• [Materials provided]
┌──

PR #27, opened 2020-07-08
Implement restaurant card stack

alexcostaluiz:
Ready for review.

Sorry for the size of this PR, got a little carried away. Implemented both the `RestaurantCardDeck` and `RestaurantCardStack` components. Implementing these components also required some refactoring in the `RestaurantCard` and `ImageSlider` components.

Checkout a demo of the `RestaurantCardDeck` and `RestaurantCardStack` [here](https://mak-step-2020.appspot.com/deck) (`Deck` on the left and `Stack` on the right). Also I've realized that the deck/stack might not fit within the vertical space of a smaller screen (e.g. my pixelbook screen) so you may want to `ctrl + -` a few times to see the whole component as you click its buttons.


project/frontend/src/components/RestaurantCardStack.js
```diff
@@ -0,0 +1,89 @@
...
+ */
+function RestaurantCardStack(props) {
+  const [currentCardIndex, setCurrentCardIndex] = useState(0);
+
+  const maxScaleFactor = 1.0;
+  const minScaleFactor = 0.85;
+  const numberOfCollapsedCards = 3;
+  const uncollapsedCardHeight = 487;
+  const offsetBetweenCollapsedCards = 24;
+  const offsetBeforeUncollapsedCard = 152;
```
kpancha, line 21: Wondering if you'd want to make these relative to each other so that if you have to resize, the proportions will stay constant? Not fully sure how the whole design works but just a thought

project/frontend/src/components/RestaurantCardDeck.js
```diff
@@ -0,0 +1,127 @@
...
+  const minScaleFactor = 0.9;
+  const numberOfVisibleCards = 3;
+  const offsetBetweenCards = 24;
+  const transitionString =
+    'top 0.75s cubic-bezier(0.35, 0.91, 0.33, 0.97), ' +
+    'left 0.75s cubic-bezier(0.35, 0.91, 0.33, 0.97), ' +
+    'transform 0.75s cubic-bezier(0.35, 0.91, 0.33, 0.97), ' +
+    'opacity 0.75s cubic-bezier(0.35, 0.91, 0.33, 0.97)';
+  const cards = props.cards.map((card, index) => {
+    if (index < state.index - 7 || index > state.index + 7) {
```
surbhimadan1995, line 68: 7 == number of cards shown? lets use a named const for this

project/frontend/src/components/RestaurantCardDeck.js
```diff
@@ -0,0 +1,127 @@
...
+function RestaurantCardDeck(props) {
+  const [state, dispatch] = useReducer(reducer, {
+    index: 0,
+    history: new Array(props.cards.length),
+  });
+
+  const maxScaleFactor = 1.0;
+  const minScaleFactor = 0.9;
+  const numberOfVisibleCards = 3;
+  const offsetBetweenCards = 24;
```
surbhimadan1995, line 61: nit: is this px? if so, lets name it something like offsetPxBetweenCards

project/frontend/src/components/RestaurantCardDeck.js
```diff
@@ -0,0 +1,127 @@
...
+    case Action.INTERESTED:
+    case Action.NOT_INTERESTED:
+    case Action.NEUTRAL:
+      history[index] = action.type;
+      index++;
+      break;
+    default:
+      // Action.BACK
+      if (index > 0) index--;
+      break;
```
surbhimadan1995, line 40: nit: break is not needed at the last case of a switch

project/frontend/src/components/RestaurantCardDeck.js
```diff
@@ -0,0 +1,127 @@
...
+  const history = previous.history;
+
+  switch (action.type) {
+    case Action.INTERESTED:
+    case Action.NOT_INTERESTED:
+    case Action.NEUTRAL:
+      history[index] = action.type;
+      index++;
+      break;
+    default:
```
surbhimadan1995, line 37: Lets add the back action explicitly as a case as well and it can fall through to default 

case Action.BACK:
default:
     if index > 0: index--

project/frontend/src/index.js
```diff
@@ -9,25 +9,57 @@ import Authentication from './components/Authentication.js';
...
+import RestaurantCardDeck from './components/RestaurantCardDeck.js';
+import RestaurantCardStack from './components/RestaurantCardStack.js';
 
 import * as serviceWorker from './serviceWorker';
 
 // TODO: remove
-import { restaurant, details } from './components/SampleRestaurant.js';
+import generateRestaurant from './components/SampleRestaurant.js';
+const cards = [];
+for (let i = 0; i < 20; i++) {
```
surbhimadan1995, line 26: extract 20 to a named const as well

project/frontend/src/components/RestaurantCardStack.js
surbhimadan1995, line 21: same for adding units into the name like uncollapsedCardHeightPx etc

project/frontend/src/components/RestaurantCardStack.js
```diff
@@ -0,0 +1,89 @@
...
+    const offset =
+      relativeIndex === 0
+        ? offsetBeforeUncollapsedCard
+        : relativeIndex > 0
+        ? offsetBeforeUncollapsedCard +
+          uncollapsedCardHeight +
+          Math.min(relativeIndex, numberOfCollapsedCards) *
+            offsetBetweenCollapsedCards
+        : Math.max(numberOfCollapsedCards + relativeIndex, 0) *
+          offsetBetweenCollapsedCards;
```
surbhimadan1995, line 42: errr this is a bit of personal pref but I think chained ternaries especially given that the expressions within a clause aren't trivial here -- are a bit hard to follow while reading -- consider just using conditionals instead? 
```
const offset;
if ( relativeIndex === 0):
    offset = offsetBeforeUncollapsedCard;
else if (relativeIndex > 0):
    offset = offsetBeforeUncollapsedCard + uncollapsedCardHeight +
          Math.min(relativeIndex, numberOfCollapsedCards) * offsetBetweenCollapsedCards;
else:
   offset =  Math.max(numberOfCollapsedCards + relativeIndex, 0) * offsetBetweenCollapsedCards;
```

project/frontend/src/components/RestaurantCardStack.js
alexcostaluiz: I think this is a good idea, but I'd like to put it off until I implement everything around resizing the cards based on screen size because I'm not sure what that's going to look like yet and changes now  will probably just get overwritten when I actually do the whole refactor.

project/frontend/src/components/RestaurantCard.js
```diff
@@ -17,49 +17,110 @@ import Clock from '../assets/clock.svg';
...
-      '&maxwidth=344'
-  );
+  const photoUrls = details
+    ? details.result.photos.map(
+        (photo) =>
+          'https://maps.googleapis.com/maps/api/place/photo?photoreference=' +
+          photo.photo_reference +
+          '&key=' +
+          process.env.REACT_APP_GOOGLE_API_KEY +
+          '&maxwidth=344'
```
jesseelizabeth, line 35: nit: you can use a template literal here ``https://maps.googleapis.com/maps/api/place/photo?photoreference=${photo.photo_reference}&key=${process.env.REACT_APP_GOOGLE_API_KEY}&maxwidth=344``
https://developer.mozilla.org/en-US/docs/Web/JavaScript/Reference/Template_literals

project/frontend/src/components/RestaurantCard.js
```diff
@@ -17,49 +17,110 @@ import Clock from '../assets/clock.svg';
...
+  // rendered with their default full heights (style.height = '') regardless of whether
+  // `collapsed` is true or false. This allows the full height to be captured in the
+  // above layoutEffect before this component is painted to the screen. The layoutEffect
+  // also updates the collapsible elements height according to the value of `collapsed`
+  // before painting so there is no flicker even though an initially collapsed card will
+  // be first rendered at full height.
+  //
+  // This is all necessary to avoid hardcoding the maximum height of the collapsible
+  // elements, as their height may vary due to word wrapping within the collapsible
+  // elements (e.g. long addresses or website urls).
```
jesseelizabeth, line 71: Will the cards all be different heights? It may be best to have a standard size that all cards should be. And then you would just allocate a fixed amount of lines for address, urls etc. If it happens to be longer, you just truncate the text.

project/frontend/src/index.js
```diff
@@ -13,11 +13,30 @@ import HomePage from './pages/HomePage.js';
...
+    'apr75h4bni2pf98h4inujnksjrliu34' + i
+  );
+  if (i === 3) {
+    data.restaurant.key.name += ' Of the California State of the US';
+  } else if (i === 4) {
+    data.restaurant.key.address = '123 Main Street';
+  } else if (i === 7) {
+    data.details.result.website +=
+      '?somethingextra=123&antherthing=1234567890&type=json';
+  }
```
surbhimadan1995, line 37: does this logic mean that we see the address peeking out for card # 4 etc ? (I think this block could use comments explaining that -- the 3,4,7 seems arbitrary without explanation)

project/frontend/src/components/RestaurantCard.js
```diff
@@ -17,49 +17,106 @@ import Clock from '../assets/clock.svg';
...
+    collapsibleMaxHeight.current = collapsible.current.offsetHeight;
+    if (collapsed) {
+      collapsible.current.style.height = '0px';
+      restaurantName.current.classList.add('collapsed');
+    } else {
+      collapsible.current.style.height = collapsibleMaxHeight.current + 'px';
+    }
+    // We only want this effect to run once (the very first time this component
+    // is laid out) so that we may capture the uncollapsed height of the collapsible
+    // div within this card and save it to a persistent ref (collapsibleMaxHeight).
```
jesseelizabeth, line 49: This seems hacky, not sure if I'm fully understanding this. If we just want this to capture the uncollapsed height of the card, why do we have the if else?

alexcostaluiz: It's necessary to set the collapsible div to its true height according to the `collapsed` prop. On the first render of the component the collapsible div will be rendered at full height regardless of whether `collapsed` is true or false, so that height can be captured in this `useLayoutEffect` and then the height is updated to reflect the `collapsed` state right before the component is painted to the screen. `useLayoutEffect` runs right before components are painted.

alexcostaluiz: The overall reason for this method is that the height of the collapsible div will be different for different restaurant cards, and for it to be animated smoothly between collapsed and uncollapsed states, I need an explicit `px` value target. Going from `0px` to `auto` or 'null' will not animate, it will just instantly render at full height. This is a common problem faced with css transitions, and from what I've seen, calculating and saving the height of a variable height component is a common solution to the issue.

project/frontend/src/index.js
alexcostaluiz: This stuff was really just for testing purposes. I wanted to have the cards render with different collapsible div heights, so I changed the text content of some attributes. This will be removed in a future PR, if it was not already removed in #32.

└──

• [Task description]
All lines with the word "website" should be copied from the material above.

• [Output of the task]
+  // elements (e.g. long addresses or website urls).
+    data.details.result.website +=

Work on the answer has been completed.